PR #31, opened 2015-03-04
Replace deprecated function t3lib_div::array_merge_recursive_overrule

stweil:
That function was deprecated in TYPO3 6.2. Add a helper function which
calls the correct function depending on the TYPO3 version.

This approach was copied from the TYPO3 extension realurl.

### DIFF
--- a/dlf/common/class.tx_dlf_helper.php
+++ b/dlf/common/class.tx_dlf_helper.php
@@ -54,6 +54,28 @@ class tx_dlf_helper {
 	protected static $locallang = array ();
 
 	/**
+	 * Implements array_merge_recursive_overrule() in a cross-version way.
+	 *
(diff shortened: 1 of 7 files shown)


sebastian-meyer:
I suggest adding the helper function in class `tx_dlf_helper` instead of `tx_dlf_document`. `tx_dlf_helper` already contains other functions which imitate old TYPO3 features (like `testInt()` or `intInRange()`).

sebastian-meyer:
:+1:

stweil:
Now tx_dlf_helper is used as suggested. A runtime test is still to be done.

stweil:
The patch is now installed on our test system http://digi-test.bib.uni-mannheim.de/ and works, so feel free to pull it.

PR #33, opened 2015-03-11
Fix the translation of content elements within the tables tx_dlf_collections, tx_dlf_libraries, tx_dlf_metadate and tx_dlf_structures

frank-ulrich-weber:
The $labels already contain the translated content element, but with the index_name of the translated content element itself and not with the $index_name of the original that we receive here. So we have to determine the index_name of the associated translated content element.
E.g. $labels['title0'] != $index_name = title.

### DIFF
--- a/dlf/common/class.tx_dlf_helper.php
+++ b/dlf/common/class.tx_dlf_helper.php
@@ -1180,6 +1180,45 @@ class tx_dlf_helper {
 
 		}
 
+		/* The $labels already contain the translated content element, but with the index_name of the translated content element itself
+		 * and not with the $index_name of the original that we receive here. So we have to determine the index_name of the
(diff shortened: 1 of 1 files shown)


sebastian-meyer:
This fixes the issue, but I think the real problem here is, that the translated item's `index_name` differs from the original's in the first place. In my opinion this shouldn't be the case.

This behavior is caused by the TCA configuration of `index_name` as unique field which disallows using the same value for the original item and its translation. We need this uniqueness when it comes to regular metadata fields because the `index_name` is used as Solr field name and therefore has to be unique for each metadata field.

I will merge this pull request, but we should try to find a way to garantee uniqueness of Solr index field names while allowing the same `index_name` values for translation purposes at the same time.

PR #35, opened 2015-03-12
OAI plugin: Improve error handling for missing configuration

stweil:
An OAI request with verb=Identity silently fails when configuration data is missing.
Change this and tell the user more about the problem.

### DIFF
--- a/dlf/plugins/oai/class.tx_dlf_oai.php
+++ b/dlf/plugins/oai/class.tx_dlf_oai.php
@@ -973,7 +973,7 @@ class tx_dlf_oai extends tx_dlf_plugin {
 
 			}
 
-			exit;
+			return $this->error('Incomplete plugin configuration');
 
 		}
 


dlf/plugins/oai/class.tx_dlf_oai.php
```diff
@@ -967,13 +967,9 @@ protected function verbIdentify() {
 
 		} else {
 
-			if (TYPO3_DLOG) {
-
-				t3lib_div::devLog('[tx_dlf_oai->verbIdentify()] Incomplete plugin configuration', $this->extKey, SYSLOG_SEVERITY_ERROR);
-
-			}
+			t3lib_div::devLog('[tx_dlf_oai->verbIdentify()] Incomplete plugin configuration', $this->extKey, SYSLOG_SEVERITY_ERROR);
```
sebastian-meyer: Why did you remove the check for `TYPO3_DLOG`? I think Goobi.Presentation should only post messages to devLog if an administrator has explicitly turned logging on by setting `TYPO3_DLOG` in the TYPO3 configuration. At least this is how I understood the purpose of this setting.

sebastian-meyer:
Apart from my comment above this seems to be a reasonable change. :+1:

dlf/plugins/oai/class.tx_dlf_oai.php
stweil: TYPO3_DLOG was introduced in 2004 to implement logging "with a minimum loss of speed if no logging is asked for". In our case here speed is certainly not an argument.

The new code will write a log message only if the devlog extension is enabled and if there is a bad configuration, so normal production installations won't get logging here even without TYPO3_DLOG.

And those people who install devlog might be interested to see error messages in their TYPO3 log, but usually they don't want debug messages from all parts of TYPO3 which they would get when TYPO3_DLOG is set.

That's why I think removing the check for TYPO3_DLOG here is good. Otherwise only the end user but not the system administrator would see that there is a problem.

In addition, I looked at other TYPO3 code to see how logging is handled. The extension t3jquery writes error logging without checks. The extension realurl has a wrapper function and uses its own configuration to enable logging. The TYPO3 core uses several strategies for logging, some check TYPO3_DLOG or similar settings, some use wrapper functions, others don't check anything.

Maybe a helper function would be a good solution for dlf, too. Then we could remove a lot of if statements and do a more advanced check only in the wrapper.

sebastian-meyer: I agree with your proposal to add a helper function as wrapper for error handling, but that should IMHO be done in a separate pull request and for the whole extension at once.

stweil:
Now an updated version of the patch only passes the error message to the end user (web interface).
Logging of the error to TYPO3's devlog is no longer enforced.

Enforced logging to devlog can be handled in a uniform way for all parts of the dlf extension in a new helper function for logging which will be added by a future pull request.

sebastian-meyer:
I just realized there is another problem with this. The OAI-PMH specification only allows certain error codes (see http://www.openarchives.org/OAI/openarchivesprotocol.html#ErrorConditions) and non of these matches a wrong or missing configuration. Therefore Goobi may not return an OAI-PMH error, but has to give a general error message without the OAI-PMH context. This currently isn't supported by the plugin's error handling.

Another hint: Even if the error code was allowed, the way `tx_dlf_oai->error($type)` handles the codes does not support `$type` values which are not part of the OAI-PMH specification. You would have to define a new error type within `locallang.xml` and refer to that.

stweil:
I'd keep it simple, return the error code badArgument (the only one allowed for verb=Identify) and set the free error text as it is. There is no need to add a new error code (nor is it allowed to do so). Human readers will read the text and ignore the error code.

When Goobi.Presentation gets an OAI-PMH request, the answer should follow the OAI-PMH specification. This is what my patch does - without this patch users get an empty page for the test case.

stweil:
As an alternative, Identify could always succeed and return some default values (for example "not configured" or "unknown") if configuration data is missing.

sebastian-meyer:
You misunderstood my comment. Your patch doesn't work the way you think it does. Please have a look at how `tx_dlf_oai->error()` works and how it handles its given argument. The argument is used as both the error code and the key for the translation table (`locallang.xml`) which holds the human readable and translatable error message.
Therefore your patch would return the error code `Incomplete plugin configuration` instead of `badArgument` or any other allowed code.

I like your idea of adding default values for `verb=Identify` to circumvent this error. That's a smart solution!

stweil:
I sent a new pull request with default values (and more), so this request here can be closed.

PR #36, opened 2015-03-16
OAI plugin: Improve error handling for missing configuration

stweil:
This replaces my previous pull request:

An OAI request with verb=Identity silently failed when configuration data
was missing.

Change this and show default values for admin e-mail and repository name.
Reduce also the severity of the logging from "error" to "notice".

The earliest datestamp does not depend on the configuration.
It is now calculated even when the configuration is incomplete.

### DIFF
--- a/dlf/plugins/oai/class.tx_dlf_oai.php
+++ b/dlf/plugins/oai/class.tx_dlf_oai.php
@@ -900,6 +900,11 @@ class tx_dlf_oai extends tx_dlf_plugin {
 		}
 
 		// Get repository name and administrative contact.
+		// Use default values for an installation with incomplete plugin configuration.
+
+		$adminEmail = 'unknown@example.org';
+		$repositoryName = 'Goobi.Presentation OAI-PMH interface (incomplete configuration)';
+
 		$result = $GLOBALS['TYPO3_DB']->exec_SELECTquery(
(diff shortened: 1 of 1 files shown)


albig:
Thank you for the new pull request. @sebastian-meyer will have a look at it after his holiday. I'm not so familiar with OAI yet.

sebastian-meyer:
That looks better! Thank you!

But maybe we should use the TYPO3 admin email as default email address (or none if that isn't set either) and something like "Goobi.Presentation OAI-PMH interface" as default repository name?

stweil:
I'm not sure about the e-mail address. The OAI interface is a public interface, and the e-mail address will be visible for anybody. Using an address at example.org won't harm because example.org was invented for that purpose. Using the TYPO3 admin e-mail might be an unwanted side effect which violates privacy.

The default repository name is uncritical, any name is possible there. What about  "Goobi.Presentation OAI-PMH interface (incomplete configuration)"? I'd like to show to users who test it manually (hopefully the people who did the installation) that there remains some tasks to be done.

sebastian-meyer:
I agree with both.

stweil:
The default repository name is now  "Goobi.Presentation OAI-PMH interface (incomplete configuration)".

sebastian-meyer:
Thanks!

PR #37, opened 2015-03-17
xsl: Add support for EPICUR metadata

stweil:
Goobi.Presentation supports the EPICUR metadata format, so why not support it in the XSL style sheet, too...


sebastian-meyer:

PR #39, opened 2015-03-25
plugins/toolbox: Fix class name used for PDF page downloads

stweil:
tx-dlf-tools-pdf-site does not look reasonable.
Maybe tx-dlf-tools-pdf-side was intended, but tx-dlf-tools-pdf-page
is even better.

Users who used the old class name will have to fix their installation,
so some remark in the release notes is necessary.


sebastian-meyer:
We should add this to the release notes, so everyone can change their stylesheets accordingly.

PR #1135, opened 2024-01-16
[MAINTENANCE] Improvements in MetadataController class

beatrycze-volk:


Classes/Controller/MetadataController.php
```diff
@@ -185,7 +185,7 @@ protected function printMetadata(array $metadata): void
             $this->view->assign('documentMetadataSections', $metadata);
             $this->view->assign('configMetadata', $metadataResult);
             $this->view->assign('separator', $this->settings['separator']);
-            $this->view->assign('metaCObjData', $this->buildMetaCObjData($metadata));
+            $this->view->assign('metaConfigObjectData', $this->buildMetaConfigObjectData($metadata));
```
sebastian-meyer, line 188: In the TYPO3 universe "cObj" actually is a common abbreviation for "content object". But yes, we could call it a "config object" as well, because it's not a real cObj anyways...

sebastian-meyer (approved):

PR #1138, opened 2024-01-17
[MAINTENANCE] Improvements in AbstractDocument class

beatrycze-volk:


Classes/Common/AbstractDocument.php
```diff
@@ -590,7 +590,7 @@ public static function &getInstance(string $location, array $settings = [], bool
             $instance = new IiifManifest($pid, $location, $iiif);
         }
 
-        if (!is_null($instance)) {
+        if ($instance != null) {
```
sebastian-meyer: Please always use strict comparisons!

```suggestion
        if ($instance !== null) {
```

sebastian-meyer (changes requested):

sebastian-meyer (approved):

## PROMPT
Return each line of the data that contains the string "tools".

## RESPONSE AREA
tx-dlf-tools-pdf-site does not look reasonable.
Maybe tx-dlf-tools-pdf-side was intended, but tx-dlf-tools-pdf-page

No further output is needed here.